Legislation Now Before Gov. J.B. Pritzker.
The Illinois General Assembly’s spring legislative session ended in last-minute drama as Democrats barely eked out enough votes to pass a package of tax hikes that mostly affect gambling operations and corporations. But lawmakers in the final days also sent a number of other bills to Gov. J.B. Pritzker that will directly affect the state’s residents and communities. And, during the course of the four-month session they approved some less significant measures, among them a bill designating Calvatia Gigantea, colloquially known as the Giant Puffball, as the state mushroom.
A total of 469 pieces of legislation (House Bills: 210 and Senate Bills: 259) will head to Gov Pritzker desk for his signature. Gov Pritzker has until August 27, 2024 to act of those pieces of legislation.
Here’s are some of the bills heading to the governor’s desk:
- Residents would be able to keep digitial versions of their driver’s licenses and other state IDs in their cellphones under legislation pushed by Secretary of State Alexi Giannoulias.

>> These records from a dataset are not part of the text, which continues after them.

PR #1734, opened 2026-08-12
fix(vcf): refuse an unresolvable genomic position instead of dropping it

### LINKED ISSUE #1729: VCF conversion silently drops a genomic offset
`HgvsToVcfConverter::convert()` sends every `Genome` variant to `convert_genome` (`src/vcf/from_hgvs.rs:74`), which reads only `.base` from each endpoint (`:505-524`). `GenomePos.offset` is never read, so `g.10+2del` is converted as if it were `g.10del` — no warning, no error, a wrong VCF row.

## Reproducer

Fixture: a 16-base `chr1` in a `MockProvider`. Debug **and** release, byte-identical output for three descriptions `normalize` keeps distinct:

```
g.10+2del -> POS=9 REF=AC ALT=["A"]
g.10-2del -> POS=9 REF=AC ALT=["A"]
g.10del   -> POS=9 REF=AC ALT=["A"]
```

## Mechanism

```rust
// src/vcf/from_hgvs.rs:505-524
let genomic_start = interval.start.inner().ok_or_else(..)?.base;   // .offset never read
let genomic_end   = interval.end.inner().ok_or_else(..)?.base;
```

The only guard on this path is `Mu::inner()`, which rejects an *uncertain* position. There is no `is_special()` check and no offset handling anywhere in the file's genomic arm — the `c.`/`n.`/`r.` helpers have their own.

The provider-less `genomic_hgvs_to_vcf`, which is what `ferro hgvs2vcf` calls, has the identical defect: unguarded it lowers `g.10+2C>T` and `g.10C>T` to the same `POS=10` row.

## This is a sibling of an already-fixed defect

Same shape as #1628 / PR #1641 (`ae79839`, "fix(spdi): refuse a genomic offset instead of dropping it"). That fix closed the instance in `hgvs_to_spdi` and not the class; the VCF converter escaped it.

## Why nothing catches it

None of the four seam oracles reaches here — they guard the normalization seam, and this is an output converter. The record is well-formed VCF, so nothing downstream objects. For any pipeline keying on VCF this is a silent data defect.

### LINKED ISSUE #1730: VCF anchor underflows on a genomic pter/qter/cen position
A genomic `pter`/`qter`/`cen` position carries `base: 0` plus a side flag. `convert_genome` reads only `.base`, so the landmark flattens to 0 and reaches `build_vcf_record`, whose Deletion arm computes `start - 1` on `u64`.

## Reproducer

Fixture: a 16-base `chr1` in a `MockProvider`. The two build profiles disagree, which is the part that matters:

```
debug:   thread panicked at src/vcf/from_hgvs.rs:576:34: attempt to subtract with overflow
release: Invalid coordinates: Position 18446744073709551614-18446744073709551615
         out of range for chr1 (length 16)
```

The release wrap is caught **only** because this provider bounds-checks its fetch. A provider that does not would emit a record at the wrapped coordinate.

## Mechanism

`src/vcf/from_hgvs.rs:576` computes the VCF anchor as `start - 1` with no lower bound. `start == 0` is reachable because nothing between the parsed landmark and this line rejects a `special` position.

Note `:619`, in the length-changing `Delins` branch, contains the same subtraction but is **not** reachable at `start == 0` — that arm fetches the deleted bases first and `get_reference_sequence`'s `start >= 1` validation fires before the anchor is computed. Worth stating explicitly, because reading that incidental refusal as coverage is exactly the trap #1662 documents: it is a check asking a different question, and the ordering it depends on is not pinned by anything.

## This is a sibling of an already-fixed defect

Same shape as #1643 / PR #1662 (`6b79f80`, "fix(spdi): refuse a genomic pter/qter/cen instead of flattening it to base 0"). That fix closed the SPDI instance; the VCF converter escaped it.

## Why nothing catches it

The four seam oracles guard the normalization seam, not an output converter. In release the failure is a wrapped `u64`, which looks like a coordinate rather than an error.

nh13:
Closes #1729. Closes #1730.

The VCF half of the coordinate-seam family: the same two defects `hgvs_to_spdi` was fixed for in #1641 and #1662, in `src/vcf/from_hgvs.rs`.

`HgvsToVcfConverter::convert_genome` and the provider-less `genomic_hgvs_to_vcf` both read `GenomePos::base` and never looked at `offset` or `special`. Two fields the AST carries, discarded.

## What reproduces

Measured by tests written to fail first, against a 16-base `chr1` in a `MockProvider`.

**A dropped offset is silent in both build profiles:**

```
g.10+2del -> POS=9 REF=AC ALT=["A"]
g.10-2del -> POS=9 REF=AC ALT=["A"]
g.10del   -> POS=9 REF=AC ALT=["A"]
```

Three descriptions `normalize` keeps distinct, one VCF row, no error at all. For any pipeline keying on VCF that is a silent data defect.

**A flattened `pter`/`qter`/`cen`** sends `base: 0` into `build_vcf_record`, whose Deletion arm computes `start - 1` on `u64`:

```
debug:   thread panicked at src/vcf/from_hgvs.rs:576:34: attempt to subtract with overflow
release: Invalid coordinates: Position 18446744073709551614-18446744073709551615 out of range for chr1 (length 16)
```

The release wrap is caught **only** because this provider bounds-checks its fetch. A provider that does not would emit a record at the wrapped coordinate.

## What was chosen, and why

**Refuse**, following what #1641 established and #1662 confirmed. Honouring is not available in either case: a genomic accession has no exon structure to measure an offset against, and no telomere or centromere annotation to resolve a landmark against — `GenomePos` stores `base: 0` beside `special` precisely because there is no coordinate to store. A VCF `POS` is a single integer and can express neither. Dropping them is the third, dishonest answer.

Refusing is also what the rest of this module already does: the `c.`/`n.`/`r.` arms decline an intronic position rather than pretend it sits on the exon, and every unrepresentable edit declines by name. The genomic arm was the one hole.

**One guard, not six.** The SPDI sibling needed a call site per genomic arm and passed each its axis label. Here `g.`, `m.` and `o.` all funnel through `convert_genome` — the `m.`/`o.` arms of `convert` rebuild the variant as a `GenomeVariant` — so there is one guarded funnel and no per-site label to get wrong. The offending description is quoted instead.

**Both entry points are guarded**, as in #1641. `genomic_hgvs_to_vcf` is named in neither issue but has the identical defect and is what `ferro hgvs2vcf` calls: unguarded it lowered `g.10+2C>T` and `g.10C>T` to the same `POS=10` row.

**The anchor arithmetic is made checked at the trunk.** The offset drop is confined to `convert_genome`, but `start - 1` lives in `build_vcf_record`, which `convert_cds`, `convert_tx`, `convert_rna` and `convert_genome` all reach. Checking it there closes the subtraction for every caller rather than only for the one known to have fed it a zero, and makes the two build profiles answer identically.

## Two corrections to the reported shape

**The second `start - 1`, in the length-changing `Delins` branch, is not reachable at `start = 0`.** That arm fetches the deleted bases first, and `get_reference_sequence`'s `start >= 1` validation fires before the anchor is computed. The arithmetic is still made checked, because "unreachable today" rests on an evaluation order nothing pinned — and `the_delins_anchor_is_shielded_by_the_reference_fetch` now pins it, asserting the *fetch's* message so a future reordering is visible rather than silently absorbed. Reading that incidental refusal as coverage is the trap #1662 documents.

**`rna_pos_to_tx` (`:1179`) hard-codes `downstream: false`** — the same shape as the projector defect fixed separately. Checked and it is **genuinely unreachable** with `utr3 == true`: its sole call site, inside `convert_rna`'s non-coding `map_tx` closure, refuses `pos.utr3 || pos.base < 1` immediately above the call, and the coding branch lowers through `rna_pos_to_cds`, which carries `utr3` faithfully. Behaviour is unchanged; `the_dropped_utr3_marker_is_shielded_by_the_non_coding_guard` pins the guard and asserts its message, because the pre-existing `test_converter_rna_utr3_on_non_coding_declines` only asserts `matches!(err, ConversionError{..})` and so cannot distinguish this guard from any other decline.

## Verification

- `cargo t` — 10,216 passed, **nothing re-blessed**. For a change to what a converter answers, an untouched expectation set is the strong signal: every existing expectation already agreed. The only removed lines are the two `start - 1` and one import.
- `cargo test --doc --features dev` — 95 passed. `cargo fmt --all --check`, `cargo clippy --features dev --lib`, `cargo clippy --all-features --all-targets -- -D warnings` all clean.
- **Reproduction control:** all new tests were written and run before the guards existed. Four fail in debug (two by panic at `from_hgvs.rs:576`), and the two `pter` tests fail in **release** too — for a different reason, which is why every assertion is on the error message rather than on `is_err()`. `vcf::from_hgvs::tests` is 81/81 in both profiles after the fix.
- `examples/dump_normalized_corpus.rs` was **not** used as evidence: no family in it builds an offset-carrying or landmark genomic position, so a `0 moved` from it would be a fact about the corpus rather than about this change.

Representation-Change: none. The diff is one file, `src/vcf/from_hgvs.rs`; no file under `src/normalize/`, `src/hgvs/`, `src/spdi/` or `src/project/` is touched, and the normalization pipeline makes no `vcf::` call. What changes is what `convert`/`genomic_hgvs_to_vcf` answer for descriptions whose position has no coordinate to convert — from a row that answers for a different variant, or a panic, to an error.

### DIFF
--- a/src/vcf/from_hgvs.rs
+++ b/src/vcf/from_hgvs.rs
@@ -18,7 +18,7 @@
 use crate::convert::mapper::CoordinateMapper;
 use crate::error::FerroError;
 use crate::hgvs::edit::NaEdit;
-use crate::hgvs::interval::interval_is_wraparound;
+use crate::hgvs::interval::{interval_is_wraparound, GenomeInterval};
 use crate::hgvs::location::{CdsPos, RnaPos, TxPos};
 use crate::hgvs::variant::{CdsVariant, GenomeVariant, HgvsVariant, RnaVariant, TxVariant};
 use crate::project::edit::u_to_t_edit;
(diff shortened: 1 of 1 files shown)


nh13:
@coderabbitai pause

- Lawmakers attempted to give local journalism a boost with a measure that would not allow a local news organization to be sold without 120 days notice to employees and their representatives, the state Department of Commerce and Economic Opportunity, the county government in which the outlet is located and any “in-state nonprofit organization in the business of buying local news organizations.”
- Lawmakers approved a key Pritzker initiative aimed at erasing as much as $1 billion in medical debt for more than 300,000 Illinois families. It would follow a similar effort launched in Cook County that was on track to wipe out medical bills for around 73,000 residents as of last year.
- Bills spearheaded by Democratic Rep. Jennifer Gong-Gershowitz would protect artists and others in creative fields from unauthorized digital replicas, in line with the national conversation about artificial intelligence in pop culture.